17th May 2008
Herm goes back on the market
Pennie and Adrian Heyworth put their lease of Herm up for sale in May 2008. The asking price was £15m. They’d run the island for 28 years and, by then in their late 50s, decided it was time for someone else to take on the role of 24-hour caretakers.
Pennie, who was born on Herm, was the daughter of Jenny and Major Peter Wood. In 1949 they had become the island’s first tenants after the States of Guernsey had acquired it from the British crown. Pennie and Adrian had taken over the lease in 1980.
Sold to locals
For a while, it looked like the Van Essen hotel group would buy the lease for the full asking price. In the end, though, it was sold to Guernsey residents John and Julia Singer. They bought it in October 2008, reportedly for quite a bit less than the States of Guernsey had wanted. The Singers had met on the island 14 years before.
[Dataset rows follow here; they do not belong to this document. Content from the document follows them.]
PR #10687, opened 2021-06-21
[mypyc] Fix suffix assignment when a module contains a submodule with the same name.

DragonMinded:
## Description

Code that attempts to assign the shortest suffix for the C name of each module currently trips up if you have a module with a submodule that shares the same name. For instance, if you have a module "test" and a submodule "test.test", and run `mypyc test/` instead of compiling you will get a cryptic error message. It appears that this is because of a logic bug that's attempting to assign non-ambiguous suffixes. It sees that "test." is ambiguous, but it is also the only valid choice in this case. So, fix that by allowing the somewhat ambiguous suffix "test." to be given to the "test" module instead of the "test.test" module, fixing the assertion and allowing the code to compile.

This fixes a bug that I noticed and mentioned in https://github.com/mypyc/mypyc/issues/857 but did not open a separate issue for.

## Test Plan

Tested on the repro from https://github.com/mypyc/mypyc/issues/857 to verify that the code compiles. Also, added a new test that failed without the fix and succeeded with the fix applied. Also, all other tests continue to pass and there looks to be decent coverage of the file in question. You can verify by running the mypyc tests.

## Formatting

I ran `black -S` over the changed files and it looks like it changed more than just the code I added, so I reverted the changes black made to sections that I didn't touch.

### DIFF
--- a/mypyc/namegen.py
+++ b/mypyc/namegen.py
@@ -95,13 +95,47 @@ def make_module_translation_map(names: List[str]) -> Dict[str, str]:
         for suffix in candidate_suffixes(name):
             num_instances[suffix] = num_instances.get(suffix, 0) + 1
     result = {}
-    for name in names:
+    possibly_ambiguous_suffixes = set()  # type: Set[str]
+    # Find suffixes from logest to shortest, so that in the case of module
+    # names like "bla" and "bla.bla", we will not prematurely claim the
+    # "bla." suffix for the "bla.bla" module, leaving no candidates for
+    # the "bla" module.
+    for name in sorted(names, key=lambda name: len(name), reverse=True):
+        # First, try to find a suffix, preferring those that are not possibly
+        # ambiguous given other selections that were already made. If we have
+        # "foo.bar" and "biz.bar", we would prefer to return suffixes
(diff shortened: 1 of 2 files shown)


msullivan (commented):
Thanks for looking at this!

This looks like a solid fix, but I think it might be possible to solve the problem a little more simply: I think it might work to just always take the fullname (plus a dot) as the suffix in the else case?

DragonMinded:
Probably, yeah. However, I tried to preserve the existing functionality since a comment in this module claimed that it was trying to keep prefixes short for debugging readability. I wasn't sure if anyone else was relying on that functionality, or lengthening the prefix would cause headaches elsewhere. It certainly failed a few other tests and I wasn't sure if they were just there to verify functionality or be resistance against breaking the current guarantees.

msullivan:
Sure, that makes sense. It's possible @JukkaL disagrees with me here, but I think that I would prioritize simplicity over maintaing the current guarantees

97littleleaf11:
I think we may still keep suffix as short as possible.

An easy-to-read implementation might be construct a suffix tree (use Dict[str, Node] to store sons at each node). Then we can easily assign different names to each module after one traversal along the tree.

The purchase of the lease was funded by Starboard Settlement trust. One of the directors of Starboard Settlement, Andrew Bailey, had previously been Herm’s accountant for 14 years, and would head up finance and administration for the trust. Along with the other two directors, Jonathan Watson and Simon George, he had already been a resident on Herm for several years.
Negotiating a lease extension
The lease agreed between the States of Guernsey and Herm Island Limited, a subsidiary of Starboard Settlement, was set to run to 2048. The leaseholders asked for an extension of 21 years to make necessary improvements more financially viable. The States agreed, but only on certain conditions.
It first appointed two independent valuers, who said the lease extension was worth £440,000. However, the States asked for £6m. If the tenant completed £2m worth of improvements in just five years, this would be reduced to the valuation amount.
The trust had planned to complete the works over much longer, and thus provide employment over the quieter winter season. The Guernsey Press, in an editorial comment in October 2013, said that Treasury and Resources, the department of the States that was handling the extension, knew that “Herm can only cope with about £150,000-worth of capital projects a year, and then only in the winter season when there are no guests”, which would effectively make the latter requirement impossible to satisfy.
Ultimately, talks on the lease extension broke down.